Your task: When you reach the line with "alextanlan: > Does it blur the question?" in the data below, begin printing lines exactly, and stop once the line with "We should apply" has been printed.

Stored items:
============================================================
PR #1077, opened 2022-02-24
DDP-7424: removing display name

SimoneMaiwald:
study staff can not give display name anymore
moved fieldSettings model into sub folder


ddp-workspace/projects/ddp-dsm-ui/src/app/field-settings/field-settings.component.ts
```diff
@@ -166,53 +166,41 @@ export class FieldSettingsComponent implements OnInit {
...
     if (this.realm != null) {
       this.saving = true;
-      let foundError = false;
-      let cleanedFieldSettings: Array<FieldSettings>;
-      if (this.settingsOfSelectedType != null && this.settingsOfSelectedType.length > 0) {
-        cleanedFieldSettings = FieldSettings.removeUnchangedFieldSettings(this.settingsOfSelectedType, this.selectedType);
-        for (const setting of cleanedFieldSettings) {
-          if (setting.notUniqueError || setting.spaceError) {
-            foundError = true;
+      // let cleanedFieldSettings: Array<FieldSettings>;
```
============================================================
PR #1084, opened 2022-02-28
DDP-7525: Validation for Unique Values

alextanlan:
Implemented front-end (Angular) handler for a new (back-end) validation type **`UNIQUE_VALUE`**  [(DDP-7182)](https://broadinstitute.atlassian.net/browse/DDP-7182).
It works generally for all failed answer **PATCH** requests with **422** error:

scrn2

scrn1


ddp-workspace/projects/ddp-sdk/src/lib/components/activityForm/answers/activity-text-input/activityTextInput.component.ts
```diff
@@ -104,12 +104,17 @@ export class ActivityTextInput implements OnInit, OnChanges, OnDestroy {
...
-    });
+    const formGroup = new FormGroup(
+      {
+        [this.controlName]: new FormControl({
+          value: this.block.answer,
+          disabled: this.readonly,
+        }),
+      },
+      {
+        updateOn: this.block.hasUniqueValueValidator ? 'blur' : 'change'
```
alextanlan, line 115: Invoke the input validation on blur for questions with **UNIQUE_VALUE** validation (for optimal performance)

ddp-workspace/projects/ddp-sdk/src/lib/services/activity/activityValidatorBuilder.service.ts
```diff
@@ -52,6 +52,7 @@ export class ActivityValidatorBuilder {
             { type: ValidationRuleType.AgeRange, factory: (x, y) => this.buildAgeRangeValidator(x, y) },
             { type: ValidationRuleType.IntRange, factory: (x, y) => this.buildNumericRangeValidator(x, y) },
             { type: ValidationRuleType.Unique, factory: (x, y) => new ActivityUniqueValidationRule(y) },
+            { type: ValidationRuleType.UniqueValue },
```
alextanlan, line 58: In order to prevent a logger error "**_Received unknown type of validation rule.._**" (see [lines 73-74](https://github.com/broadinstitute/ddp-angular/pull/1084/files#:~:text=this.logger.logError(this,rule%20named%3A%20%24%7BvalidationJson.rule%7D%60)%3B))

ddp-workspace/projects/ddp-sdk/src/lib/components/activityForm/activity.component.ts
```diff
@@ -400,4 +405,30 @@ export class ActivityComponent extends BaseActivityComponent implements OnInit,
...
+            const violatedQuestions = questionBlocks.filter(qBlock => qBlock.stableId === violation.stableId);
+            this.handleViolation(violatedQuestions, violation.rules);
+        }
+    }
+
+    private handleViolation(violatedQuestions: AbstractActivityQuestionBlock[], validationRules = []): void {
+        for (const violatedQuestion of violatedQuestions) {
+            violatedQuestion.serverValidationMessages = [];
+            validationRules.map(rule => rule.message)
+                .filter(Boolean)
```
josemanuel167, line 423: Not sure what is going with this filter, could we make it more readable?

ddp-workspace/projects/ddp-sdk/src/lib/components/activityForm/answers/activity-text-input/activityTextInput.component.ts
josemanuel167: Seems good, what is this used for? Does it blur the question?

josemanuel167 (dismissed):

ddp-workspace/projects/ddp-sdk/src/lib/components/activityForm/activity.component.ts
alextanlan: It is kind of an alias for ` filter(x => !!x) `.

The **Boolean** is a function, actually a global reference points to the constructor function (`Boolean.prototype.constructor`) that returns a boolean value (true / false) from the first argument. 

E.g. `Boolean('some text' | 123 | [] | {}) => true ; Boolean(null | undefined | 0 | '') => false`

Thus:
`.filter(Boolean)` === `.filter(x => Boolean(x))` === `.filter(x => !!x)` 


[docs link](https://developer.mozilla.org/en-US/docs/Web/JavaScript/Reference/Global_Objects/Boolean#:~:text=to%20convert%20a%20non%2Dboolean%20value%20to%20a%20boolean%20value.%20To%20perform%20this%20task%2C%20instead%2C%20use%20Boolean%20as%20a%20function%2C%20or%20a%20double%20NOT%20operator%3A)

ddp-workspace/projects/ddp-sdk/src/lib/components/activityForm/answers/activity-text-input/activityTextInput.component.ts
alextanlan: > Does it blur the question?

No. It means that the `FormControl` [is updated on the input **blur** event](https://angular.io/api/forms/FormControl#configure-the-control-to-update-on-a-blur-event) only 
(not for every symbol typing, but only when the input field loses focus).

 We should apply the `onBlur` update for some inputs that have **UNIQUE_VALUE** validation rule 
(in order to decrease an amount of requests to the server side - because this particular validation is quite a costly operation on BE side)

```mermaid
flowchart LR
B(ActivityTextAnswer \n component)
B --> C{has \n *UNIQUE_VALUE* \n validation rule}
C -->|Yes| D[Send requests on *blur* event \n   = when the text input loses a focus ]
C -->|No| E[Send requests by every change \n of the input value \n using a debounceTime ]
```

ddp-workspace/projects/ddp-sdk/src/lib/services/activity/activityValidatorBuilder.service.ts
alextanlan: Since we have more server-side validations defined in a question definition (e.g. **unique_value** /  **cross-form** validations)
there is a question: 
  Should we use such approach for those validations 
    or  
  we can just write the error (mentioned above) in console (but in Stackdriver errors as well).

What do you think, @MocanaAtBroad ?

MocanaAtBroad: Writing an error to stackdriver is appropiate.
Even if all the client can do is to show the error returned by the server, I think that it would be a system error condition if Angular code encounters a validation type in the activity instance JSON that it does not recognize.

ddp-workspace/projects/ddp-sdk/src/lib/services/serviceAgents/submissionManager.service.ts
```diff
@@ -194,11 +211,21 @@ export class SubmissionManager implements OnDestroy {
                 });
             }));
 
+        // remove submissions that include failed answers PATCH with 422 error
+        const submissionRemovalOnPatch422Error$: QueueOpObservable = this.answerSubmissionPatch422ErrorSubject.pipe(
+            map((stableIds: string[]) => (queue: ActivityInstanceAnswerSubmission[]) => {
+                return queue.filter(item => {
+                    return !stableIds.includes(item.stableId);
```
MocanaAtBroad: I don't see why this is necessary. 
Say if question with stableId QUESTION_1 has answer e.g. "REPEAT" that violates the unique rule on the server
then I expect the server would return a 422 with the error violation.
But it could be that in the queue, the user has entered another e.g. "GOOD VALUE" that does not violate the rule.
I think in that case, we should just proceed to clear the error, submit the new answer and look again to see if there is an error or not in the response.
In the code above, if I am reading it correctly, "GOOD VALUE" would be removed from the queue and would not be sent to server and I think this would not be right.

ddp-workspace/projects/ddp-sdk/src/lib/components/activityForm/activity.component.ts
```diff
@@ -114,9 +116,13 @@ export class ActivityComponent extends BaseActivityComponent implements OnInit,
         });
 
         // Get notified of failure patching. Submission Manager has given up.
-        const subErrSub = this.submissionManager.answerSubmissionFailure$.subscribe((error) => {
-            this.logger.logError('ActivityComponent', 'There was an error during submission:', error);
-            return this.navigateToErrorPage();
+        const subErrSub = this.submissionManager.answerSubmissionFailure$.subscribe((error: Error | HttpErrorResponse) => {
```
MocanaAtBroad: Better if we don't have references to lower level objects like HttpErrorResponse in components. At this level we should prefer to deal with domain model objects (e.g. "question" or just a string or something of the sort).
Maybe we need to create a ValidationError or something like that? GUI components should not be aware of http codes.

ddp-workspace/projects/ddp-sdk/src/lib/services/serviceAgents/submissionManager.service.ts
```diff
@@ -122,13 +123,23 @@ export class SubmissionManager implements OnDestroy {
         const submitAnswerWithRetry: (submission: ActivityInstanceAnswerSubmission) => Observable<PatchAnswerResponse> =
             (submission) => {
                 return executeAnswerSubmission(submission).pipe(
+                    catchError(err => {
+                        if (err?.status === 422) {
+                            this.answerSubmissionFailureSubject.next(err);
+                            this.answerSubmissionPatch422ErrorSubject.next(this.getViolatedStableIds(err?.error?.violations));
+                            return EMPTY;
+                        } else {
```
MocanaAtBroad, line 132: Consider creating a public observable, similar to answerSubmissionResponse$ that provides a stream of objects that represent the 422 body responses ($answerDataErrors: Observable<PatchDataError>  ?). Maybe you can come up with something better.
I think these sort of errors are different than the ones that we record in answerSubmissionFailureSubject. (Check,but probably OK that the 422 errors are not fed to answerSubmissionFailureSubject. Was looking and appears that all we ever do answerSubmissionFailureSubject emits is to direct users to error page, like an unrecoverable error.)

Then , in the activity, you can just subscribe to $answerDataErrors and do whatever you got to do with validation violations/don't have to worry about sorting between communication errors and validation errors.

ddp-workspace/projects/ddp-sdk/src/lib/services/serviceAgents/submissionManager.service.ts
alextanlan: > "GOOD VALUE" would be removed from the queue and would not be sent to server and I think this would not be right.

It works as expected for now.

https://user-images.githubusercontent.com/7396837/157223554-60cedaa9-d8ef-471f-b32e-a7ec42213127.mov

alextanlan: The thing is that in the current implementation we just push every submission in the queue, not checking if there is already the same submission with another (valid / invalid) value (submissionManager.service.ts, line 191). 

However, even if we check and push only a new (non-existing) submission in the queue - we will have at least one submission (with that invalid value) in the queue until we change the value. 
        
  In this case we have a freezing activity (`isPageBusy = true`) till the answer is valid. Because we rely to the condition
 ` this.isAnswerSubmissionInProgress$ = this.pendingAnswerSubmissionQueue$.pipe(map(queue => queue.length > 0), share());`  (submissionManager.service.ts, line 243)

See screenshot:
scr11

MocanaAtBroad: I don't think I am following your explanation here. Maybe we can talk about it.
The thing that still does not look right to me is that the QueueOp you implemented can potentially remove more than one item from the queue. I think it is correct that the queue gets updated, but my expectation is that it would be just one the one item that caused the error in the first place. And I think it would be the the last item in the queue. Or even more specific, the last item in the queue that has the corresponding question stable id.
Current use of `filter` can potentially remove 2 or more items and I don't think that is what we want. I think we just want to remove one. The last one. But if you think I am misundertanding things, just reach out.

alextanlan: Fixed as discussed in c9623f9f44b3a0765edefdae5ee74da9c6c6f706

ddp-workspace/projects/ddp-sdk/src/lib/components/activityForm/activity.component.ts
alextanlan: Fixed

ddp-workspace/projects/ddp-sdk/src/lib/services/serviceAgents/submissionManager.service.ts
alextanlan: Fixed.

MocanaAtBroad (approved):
============================================================
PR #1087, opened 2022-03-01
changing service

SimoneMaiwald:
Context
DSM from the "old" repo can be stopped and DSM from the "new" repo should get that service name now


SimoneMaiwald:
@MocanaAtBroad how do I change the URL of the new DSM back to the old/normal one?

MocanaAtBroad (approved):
============================================================
Solved exercise:
alextanlan: > Does it blur the question?

No. It means that the `FormControl` [is updated on the input **blur** event](https://angular.io/api/forms/FormControl#configure-the-control-to-update-on-a-blur-event) only 
(not for every symbol typing, but only when the input field loses focus).

 We should apply the `onBlur` update for some inputs that have **UNIQUE_VALUE** validation rule 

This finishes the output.